Abstract

When individuals are co-infected with distinct SARS-CoV-2 lineages, homologous recombination can generate mosaic genomes carrying mutations from both parental lineages. A variety of methods exist to detect recombinant sequences and their parental lineages in surveillance-scale datasets comprised of millions of SARS-CoV-2 genomes. However, these methods often rely on user-defined settings, such as the probability that a recombination breakpoint occurs between adjacent positions on the query sequence.
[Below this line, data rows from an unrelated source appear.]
PR #47, opened 2026-02-14
meta-gxp: use mmio-mux and i2c-mux-gpmux for i2c bus selection

walterchris:
The xreg node claims a single contiguous region at 0xd1000000 size 0x11c, which covers the i2c mux select registers at offsets 0x84-0x93. This prevents i2c-mux-reg from requesting those addresses, causing all four i2c mux instances to fail probe with -EBUSY.

Split the xreg reg property into two ranges with a gap at 0x84-0x93 so that i2c-mux-reg can claim the mux select registers:
  0xd1000000-0xd1000083 (0x84 bytes)
  0xd1000094-0xd10000ff (0x6c bytes)


walterchris:
Or do you want me to apply the patch directly to the kernel source tree?

meta-canopy/meta-hpe/meta-gxp/recipes-kernel/linux/linux-canopy/0001-ARM-dts-hpe-gxp-split-xreg-reg-range-for-i2c-mux.patch
```diff
@@ -0,0 +1,37 @@
...
+index 1234567..abcdefg 100644
+--- a/arch/arm/boot/dts/hpe/hpe-gxp.dts
++++ b/arch/arm/boot/dts/hpe/hpe-gxp.dts
+@@ -105,7 +105,8 @@
+
+ 		xreg: xreg@d1000000 {
+ 			compatible = "hpe,gxp-xreg", "simple-mfd", "syscon";
+-			reg = <0xd1000000 0x11c>;
++			/* gap at 0x84-0x93 reserved for i2c mux select registers */
++			reg = <0xd1000000 0x84>, <0xd1000094 0x6c>;
```
sylv-io: this will break xreg access to the 2nd half:
`drivers/mfd/syscon.c:113`
```
syscon_config.max_register = res_size - reg_io_width
```
technically it still works, because we do not use any reg from the 2nd half yet.
the proper solution would be to use `mmio-mux` + `i2c-mux` where `mmio-mux` is defined as child node of `xreg`. by changing `i2c-mux-reg` to `i2c-mux` it should be able to use mux-reg without exclusive claim to it.

meta-canopy/meta-hpe/meta-gxp/recipes-kernel/linux/linux-stable/debug.cfg
```diff
@@ -1,2 +1,5 @@
 CONFIG_DEBUG_FS=y
 CONFIG_DYNAMIC_DEBUG=y
+CONFIG_MULTIPLEXER=y
+CONFIG_MUX_MMIO=y
+CONFIG_I2C_MUX_GPMUX=y
```
sylv-io: `CONFIG_MULTIPLEXER`, `CONFIG_MUX_MMIO`, and `CONFIG_I2C_MUX_GPMUX` are functional configs, not debug configs. move it to the defconfig.

sylv-io (approved):

sylv-io (changes requested):
I can confirm that this fix works on the DL320. i don't see -EBUSY anymore and the i2cmux bus seems to work. 👍 

nit: The commit message refers to your old approach. Update it so that it describes the fix independently.
Maybe also update the title of this PR to match the changes.

PR #48, opened 2026-02-14
meta-hpe: expose baseboard PCA VPD via entity-manager

walterchris:
Expose baseboard-level Vital Product Data (PCA serial number and PCA part number) on D-Bus at /xyz/openbmc_project/MachineContext/Baseboard.

U-Boot's ft_board_setup() populates a /baseboard subnode in the Linux device tree with PCA serial-number and part-number properties. This change patches the entity-manager devicetree-vpd-parser to read those properties and expose them via the Inventory.Decorator.Asset D-Bus interface.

In this study, we devise a hidden Markov model that detects recombinant SARS-CoV-2 sequences and identifies their parental lineages within a test set of sequences. Our method does not depend on user-defined parameters and can accommodate de novo mutations on the query sequence that are not present in the predicted parental lineages. To achieve this, we use maximum likelihood to estimate parameters that characterize the transition and emission probabilities in our hidden Markov model. Applying our method to 440,307 SARS-CoV-2 sequences sampled in England between September 2020 and March 2024, we detect 7,619 recombinant sequences corresponding to 1.73% (95% CI: [1.69%, 1.77%]) of all sampled sequences. We show a positive association between the proportion of query sequences detected as recombinant in each week and community SARS-CoV-2 prevalence. This is consistent with higher prevalence increasing co-infection risk and promoting the emergence of recombinant sequences. We further observe localized clusters of recombination breakpoints within spike and in intergenic regions.